PR #272, opened 2026-09-08
fix(cli): scope keys and auth whoami to a named org

nc9:
`squirrel keys create` resolved the org by taking the **first** entry of `GET /v1/organizations`, which is ordered newest-first. An account that gained a second org therefore started minting live credentials against whichever org was created last, while cloud audits kept spending the server's **active** org (`users.activeOrgId`). The two disagreed and neither was ever printed.

Verified read-only against production on a real two-org account: the membership list leads with the org created last, while the active org is the older one.

## What changed

- `keys create` / `list` / `revoke` take `--org <slug|id>`, an exact match on slug or id, never a prefix.
- `keys create` **refuses** to pick when the account has more than one org and no `--org`, listing them and marking the active one. Nothing is minted on that path.
- `keys list` groups by org and labels each. An org whose keys need a role you don't have is reported inline rather than failing the command; under `--json` that reason goes to stderr so the stdout array is never silently short.
- `keys revoke` searches every org and sends the DELETE to the org that owns the match. A prefix match while any org's listing failed is refused, since a prefix is only unique among the keys actually read; an exact key id is globally unique and still resolves.
- `auth status` / `auth whoami` print the active org's slug and id, resolved from the server rather than guessed, plus the org count. Best-effort: an unreachable API drops the org lines, not the command. The lookup keys on the token type, so an `sqcli_` login token supplied through the env var keeps its org lines.
- Shell completions for all three `keys` subcommands in bash, zsh and fish, with a drift test reconciling them against the citty definitions.

No API change: `GET /v1/organizations` already carries slug and role, and `GET /v1/hydrate` already carries `activeOrgId`.

## Docs

`docs/cli/keys.mdx` and `docs/cli/auth.mdx` document `--org`, the org lines, and the partial-listing behaviour. `make validate` passes.

## Verification

- CLI typecheck, oxlint and oxfmt clean.
- 146 tests across the touched files pass, including new suites for org resolution, cross-org listing, revoke search, and the active-org status lines.
- Smoke-tested against production read-only: `auth whoami` names the active org, `keys list` labels both orgs, `keys create` without `--org` refuses and mints nothing.

Refs squirrelscan/repo#1971


nc9:
**CI note: the two CodeQL alerts on this PR were line drift, not new findings.**

`js/clear-text-logging` fired at `apps/cli/src/cli/commands/keys.ts:117` and `:119`. The same rule is already dismissed as a false positive at five places in this file and four in `auth.ts` (alerts #31 to #39). My edit moved those statements about fourteen lines, the alert fingerprints stopped matching, and GitHub re-reported them as new.

What the flagged lines log is the key's **scope names** and its **prefix**, never the token. The taint source CodeQL names is `API_KEY_SCOPE_PRESETS`, a public enum of scope strings.

I dismissed both as false positives with that reasoning, matching the existing nine. Worth knowing: `code-scanning/alerts?state=open` returns zero for this repo, so it reads as "main is clean and this PR introduced them" until you page over every state.

All 13 checks are green. Not merging: this is for review.

PR #304, opened 2026-09-09
fix(crawler): give the entry URL a second chance and name the deadline when it times out (repo#1699)

nc9:
Fixes the second failure mode behind squirrelscan/repo#1699: a cloud audit of `nuxt.daigo.ru` (healthy origin, 200 on everything) failed with `No pages were crawled from nuxt.daigo.ru: The operation was aborted.` and reason code `unknown`. Root cause written up on the private issue; summary:

1. The site's sitemap lists 449 urls on the **sister domain** (`daigo.ru`), every one filtered as cross-domain, so the frontier is the seed alone and quick mode gates link discovery on that one fetch.
2. The seed fetch runs through the cloud document fetcher under the cloud's 12s per-request deadline and gets exactly one attempt (`fetchPageWithRetry`: `maxAttempts = options.fetcher ? 1 : 3`). Render and the plain fallback both hit the deadline.
3. `fetchWithDocumentFetcher` mapped the resulting Bun `AbortError` to `CrawlError.network(message)`, so the failure classified as `unknown` carrying the runtime's text. The standard path already mapped aborts to `timeout`.

## Changes (`packages/crawler`, `packages/core-contracts`)

- **Abort from a document fetcher is a timeout** that names the fetcher and the deadline (`page fetch via cloud-render gave up after 12000ms`); the runtime error code is forwarded for other transport failures, like the standard path. `CrawlError.timeout` takes an optional message; `crawlErrorToFailureDetail` keeps a non-generic timeout message as the detail.
- **The entry URL gets a second chance.** When its fetch times out (or fails transport-level through a document fetcher) and nothing has been stored yet, the crawl retries it once through a plain fetch with a doubled deadline and emits an `entry-fetch-retried` warning. A second timeout folds both deadlines into the reason (`…gave up after 12000ms; a plain retry gave up after 24000ms`), kept under the 120-char detail cap. A crawl that already has a corpus never pays this.
- **Preamble budget expiry says so.** Probes already degraded to the not-attempted shape (#194); `start()` now logs and emits a `preamble-budget-exhausted` warning naming the budget so a report whose AX probes are all unknown is explainable.
- `CrawlWarningCode` gains the two codes.

## Tests

`packages/crawler/tests/entry-fetch-timeout.test.ts` (6 tests): a synthetic Bun origin with a flat delay on every response, 200 + a large HTML body on every path (soft-404 shape), a 300-url cross-domain sitemap, and a document fetcher that aborts like the cloud one. Covers: abort → timeout classification and the exact reason sentence; slow-TTFB origin yields its entry page via the retry; aborting fetcher falls back to plain fetch and collects pages; an existing corpus never retries; nothing-fetchable names step and both deadlines and never says "The operation was aborted"; stalled probes crawl with one preamble warning.

Ran: `bun test` on the new file + root-failure-classification, preamble-budget, slow-origin-crawl, fetch-interrupt, crawler-stop-hard-cap, classifier-parity (all green); `tsgo --noEmit` in crawler, core-contracts, audit-engine, fetchers, apps/cli; `scripts/test-suites.ts --check`. Local run of the real crawler against nuxt.daigo.ru with the plain fetcher collects 10 pages in 12s.

Self-reviewed with a codex pass (`codex exec`, gpt-6-astra); findings addressed in follow-up commits on this branch where any.

No private-runtime change is required. Optional follow-up there: `CLOUD_CRAWLER.defaultTimeoutMs = 12_000` is the tightest bound in the system and also sizes the preamble budget and sitemap walk window.

Ref: squirrelscan/repo#1699

### DIFF
--- a/CHANGELOG.md
+++ b/CHANGELOG.md
@@ -19,6 +19,14 @@ How it works:
 
 ### Fixed
 
+- A cloud audit of a site whose sitemap points at another domain no longer fails
+  with "No pages were crawled from <site>: The operation was aborted." when the
+  entry page's first fetch hits its deadline. The entry URL now gets one more
+  plain fetch with a doubled deadline before the audit is given up (a `warning`
+  event says so), an abort from a document fetcher classifies as a timeout that
+  names the fetcher and the deadline instead of `unknown` with the runtime's
+  text, and a crawl whose preamble budget runs out records a warning naming the
+  budget. squirrelscan/repo#1699
 - `squirrel self update` now checks that the binary your PATH resolves is the one
   it just installed, and says so when it isn't. It used to flip the symlink
   recorded at install time and report success on that alone, so a stale
--- a/packages/core-contracts/src/index.ts
+++ b/packages/core-contracts/src/index.ts
@@ -785,7 +785,21 @@ export type CrawlerEvent =
  * probe cannot see an apex→www redirect the whole audit describes the wrong
  * host. The page fetch is the first evidence that contradicts it.
  */
-export type CrawlWarningCode = "seed-base-mismatch";
+export type CrawlWarningCode =
+  | "seed-base-mismatch"
+  /**
+   * The entry URL's fetch timed out before any page was stored, and the crawl
+   * is retrying it once through a plain fetch with a relaxed deadline
+   * (squirrelscan/repo#1699). The message names both deadlines.
+   */
+  | "entry-fetch-retried"
+  /**
+   * The crawl preamble's wall-clock budget ran out, so the root probes that
+   * had not started were skipped and the crawl went ahead with what it had
+   * (squirrelscan/repo#1699). Their records carry the not-attempted marker,
+   * never a confirmed absence.
+   */
+  | "preamble-budget-exhausted";
 
 export interface AuditLifecycleEvent {
   type:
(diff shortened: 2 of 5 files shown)


nc9:
Codex self-review (gpt-6-astra, medium) on the first commit returned 4 should-fix findings, all addressed in 14e7ad4:

1. The plain entry retry ran through `fetchPageWithRetry`'s three standard attempts at a doubled deadline and could outrun the per-URL watchdog. Now `FetchOptions.attempts: 1`, and the retry is skipped when the watchdog has less than the retry deadline (+1s) left.
2. `isAbortError` matched on the message ("aborted") as well as the name; a transport failure like "connection aborted by peer" would have become a claimed deadline. Name only now, and the detail reads "was aborted (deadline Nms)" because a fetcher may cut itself off before the deadline it was handed.
3. The double-timeout detail concatenated the first message ahead of the retry deadline, so the 120-char cap could drop the second number. It is now built from the two deadlines first: `entry page failed at 12000ms via cloud-render, then a 24000ms plain retry timed out`.
4. The test typed `rootFailure` narrower than `AuditFailureDetail` and read `.source` off it; fixed.

Re-ran: the new file plus root-failure-classification, fetch-interrupt, rate-limit-crawl, full-crawl-harness, preamble-budget, slow-origin-crawl, crawler-stop-hard-cap, seed-base-collapse, carried-seed-crawl (107 tests, green); tsgo in packages/crawler.

PR #311, opened 2026-09-09
docs(mcp-clients): outcome-first title naming the top clients

nc9:
`/developers/mcp-clients` is the most-shown docs URL in Google Search Console and converts nothing: **121 impressions, 0 clicks, 0.0% CTR, average position 12.0** over 2026-09-03 to 09-10. The queries in that window are of the "codex mcp" / "cursor mcp" / "cursor tool" kind, and the old title never said what the server does or named a single client.

Same shape as the `/for/codex` fix in the private repo (#1842 / #1843).

## Change

| | before | after |
|---|---|---|
| `title` | `MCP client setup` (16) | `Connect Claude Code, Cursor, or Codex to website audit MCP` (58) |
| `description` | 131 chars, led with "Exact config for connecting" | 147 chars, leads with "Copy-paste config that connects" |
| `sidebarTitle` | absent | `MCP client setup` |

The title leads with the connect action, names the top clients including the two the queries actually ask for, and says what the server does. It is 58 characters, under the 60-character SERP truncation point.

The new `sidebarTitle` keeps the nav label at "MCP client setup", so the sidebar and the dozen or so cross-page links and cards that read "MCP client setup" all still agree with what the nav renders. `sidebarTitle` is already the pattern on every page under `developers/agents/`.

## Validation

`make validate` (`tangly check --strict`) passes: 392 pages, all checks passed. The 1 reported orphan is pre-existing, confirmed by running the same check against the unmodified file on `main`.

Body copy is untouched. Frontmatter only.

Refs https://github.com/squirrelscan/repo/issues/2049


nc9:
**CI note: the one red check is not from this PR.**

`Dependency audit` fails on a newly published advisory, not on anything in this diff. This branch changes three lines of frontmatter in one `.mdx` file and touches no `package.json` and no `bun.lock`.

```
smol-toml@1.7.0
  workspace:@squirrelscan/cli > smol-toml
  workspace:@squirrelscan/docs > tangly > ... > @astrojs/internal-helpers > smol-toml
  high: smol-toml: Denial of Service via malformed TOML documents (<=1.7.0) - GHSA-7w5x-hrqm-74c2
```

It will fail the same way on `main` and on every other open PR until the dependency is bumped. Patched `1.8.0` is published and the declared ranges (`^1.6.1`, `^1.6.0`) already allow it. Tracked separately in https://github.com/squirrelscan/repo/issues/2053 rather than fixed here, to keep this a frontmatter-only change.

Everything else is green, including `Docs check and build` and `Verify commit sign-offs`.

PR #313, opened 2026-09-09
build(deps): bump smol-toml to 1.8.0 for GHSA-7w5x-hrqm-74c2 (repo#2053)

nc9:
Clears advisory [GHSA-7w5x-hrqm-74c2](https://github.com/advisories/GHSA-7w5x-hrqm-74c2) (`smol-toml <=1.7.0`, denial of service via malformed TOML), which has been failing the `Dependency audit` job on every PR since 2026-09-09.

Refs squirrelscan/repo#2053

## Why the obvious fix does not work

`bun update smol-toml` resolves the direct `apps/cli` dependency but leaves the transitive astro chain nested at 1.7.0, and it also adds a spurious `smol-toml` entry to the root `dependencies`. The audit stays red, and reports it as a direct dependency on top:

```
smol-toml  <=1.7.0
  (direct dependency)
  workspace:@squirrelscan/cli > smol-toml
  workspace:@squirrelscan/docs > tangly
```

`astro` and `@astrojs/internal-helpers` both declare `^1.6.0`, so nothing forces them onto the patched line.

## What this does instead

- Pins `smol-toml: ^1.8.0` in the root `overrides` block, which is what this repo already uses for exactly this pattern (16 other entries).
- Lifts the CLI's declared floor from `^1.6.1` to `^1.8.0`, so the reachable direct dependency cannot drift back if the override is ever removed.
- Regenerates `THIRD_PARTY_NOTICES.md` and `npm/THIRD_PARTY_NOTICES.md`, which CI's `notices:check` gates on. Only the version string moves; the license stays BSD-3-Clause.

`bun.lock` now carries exactly one resolution, and no nested `<pkg>/smol-toml` entries remain.

No new `--ignore` was added. `audit:dependencies` still carries the same eight.

## Verification

| Check | Before | After |
|---|---|---|
| `bun run audit:dependencies` | 1 high, exit 1 | clean, exit 0 |
| `bun run notices:check` | exit 0 | exit 0 (after regen) |
| `bun run docs:check` | | exit 0, 392 pages |
| `bun run docs:build` | | exit 0, 395 pages |
| `apps/cli` `tsgo --noEmit` | | exit 0 |
| CLI suite (`test-suites.ts --run cli`) | | 2133 pass, 1 skip, 0 fail, 165 files |

`smol-toml` is only used for `parse`/`stringify` of `squirrel.toml` in four CLI files. Behaviour relied on by `apps/cli/src/config.ts` is unchanged on 1.8.0: a `[__proto__]` table still becomes a real own key rather than polluting `Object.prototype`, so the `deepMerge` guard's documented premise still holds. `tests/security/prototype-pollution.test.ts` covers it and passes.


nc9:
Review pass (codex, plus independent re-verification) found no regression from this diff. Two behaviour notes, neither blocking:

**1. `stringify` of integers beyond `Number.MAX_SAFE_INTEGER` gained a `.0` suffix.**

```
parse+stringify "a = 9007199254740992"
  1.6.1 -> a = 9007199254740992
  1.8.0 -> a = 9007199254740992.0
```

Not reachable here. Every numeric field in `packages/config/src/schema.ts` is a bounded count, timeout, or concurrency limit, and safe-range integers stringify unchanged (`a = 1000` stays `a = 1000`). The CLI only calls `stringify` to write `squirrel.toml` in `init` and `config`.

**2. Pre-existing dead branch, not caused by this bump.** `apps/cli/src/config.ts:177` tests `error.name === "TomlError"`, but `smol-toml`'s `TomlError` never sets `name`, so it is the inherited `"Error"` on both 1.6.1 and 1.8.0. The friendly "TOML syntax error:" message has never fired. Filed as squirrelscan/repo#2055 and deliberately left out of this PR to keep the security bump minimal.

Also verified unchanged on 1.8.0: date and offset round-trips, `TomlError` thrown for malformed input, and the `[__proto__]`-becomes-an-own-key premise that `deepMerge` in `apps/cli/src/config.ts` documents and guards against.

- - - - -

From the records above, copy each line in which the string "budget" occurs.

- **Preamble budget expiry says so.** Probes already degraded to the not-attempted shape (#194); `start()` now logs and emits a `preamble-budget-exhausted` warning naming the budget so a report whose AX probes are all unknown is explainable.
Ran: `bun test` on the new file + root-failure-classification, preamble-budget, slow-origin-crawl, fetch-interrupt, crawler-stop-hard-cap, classifier-parity (all green); `tsgo --noEmit` in crawler, core-contracts, audit-engine, fetchers, apps/cli; `scripts/test-suites.ts --check`. Local run of the real crawler against nuxt.daigo.ru with the plain fetcher collects 10 pages in 12s.
No private-runtime change is required. Optional follow-up there: `CLOUD_CRAWLER.defaultTimeoutMs = 12_000` is the tightest bound in the system and also sizes the preamble budget and sitemap walk window.
+  text, and a crawl whose preamble budget runs out records a warning naming the
+  budget. squirrelscan/repo#1699
+   * The crawl preamble's wall-clock budget ran out, so the root probes that
+  | "preamble-budget-exhausted";
Re-ran: the new file plus root-failure-classification, fetch-interrupt, rate-limit-crawl, full-crawl-harness, preamble-budget, slow-origin-crawl, crawler-stop-hard-cap, seed-base-collapse, carried-seed-crawl (107 tests, green); tsgo in packages/crawler.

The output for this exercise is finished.